La Ville de Calais a fait le forcing, et ouvert hier soir le local du BCMO, appartenant au SMBC, rue de Moscou. Là, les migrants ont pu bénéficier de l’apport de 400 sacs de couchage et de chauffage d’appoints, disponibles grâce à une subvention d’urgence débloquée par le Conseil régional. Tout le monde, à Calais, soutient l’initiative municipale. Même Natacha Bouchart, et l’opposition UMP l’ont approuvée, hier soir, lors du conseil municipal.

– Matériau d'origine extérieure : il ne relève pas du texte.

PR #325, opened 2025-02-20
fix: handle x-kubernetes-preserve-unknown-fields

jknutson:
Handle missing type in schema (generateObject) when x-kubernetes-preserve-unknown-fields is present.

CI checks are passing on my copy/fork of the repo: https://github.com/jknutson/kro/actions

Dans la nuit de jeudi à vendredi, près de deux cents réfugiés avaient passé la nuit dans la maison paroissiale de la rue de Croy. Catherine Bourgeois, conseillère régionale (Verts), est restée avec eux : « C’était moins pire que de dormir dehors. Mais c’est une maison sans électricité, sans chauffage. Il faisait peut-être deux à trois degrés, c’était humide. Impossible de dormir. » C’était moins pire, dit-elle, et ce pis-aller avive sa colère : « Le préfet de région, à Lille, a réquisitionné une auberge de jeunesse pour les sans-abri de la métropole. Tout le monde le sait, il y a des sans-papiers parmi ces sans-abri. Ce qui est possible à Lille ne l’est pas à Calais, pourquoi ? La vie des sans-papiers d’ici vaudrait-elle moins que celle des sans-papiers lillois ? » Arc-boutés sur le refus absolu de tout point de fixation à Calais, au risque de laisser les migrants mourir de froid, préfecture et sous-préfecture restent inflexibles. Le maire de Calais, qui en cinq ans ne s’était jamais montré aussi revendicatif sur le sujet, a donc décidé de frapper au sommet de l’Etat. Une lettre a été envoyée au Premier ministre, lettre au ton direct : « Je vous demande instamment de nous aider en exigeant de toute urgence la réquisition du local du BCMO (bureau central de la main-d’oeuvre), rue de Moscou. » Une copie a été envoyée à Michèle Alliot-Marie, ministre de l’Intérieur, au préfet et au sous-préfet. Nicolas Sarkozy a été lui aussi informé de l’initiative municipale. Jack Lang et Gilles Cocquempot ont emboîté le pas à Jacky Hénin. Le collectif C’sur a de son côté envoyé un texte à Martin Hirsch, haut commissaire aux solidarités : « Nous ne pouvons qu’être honteux du comportement préfectoral », assène C’sur.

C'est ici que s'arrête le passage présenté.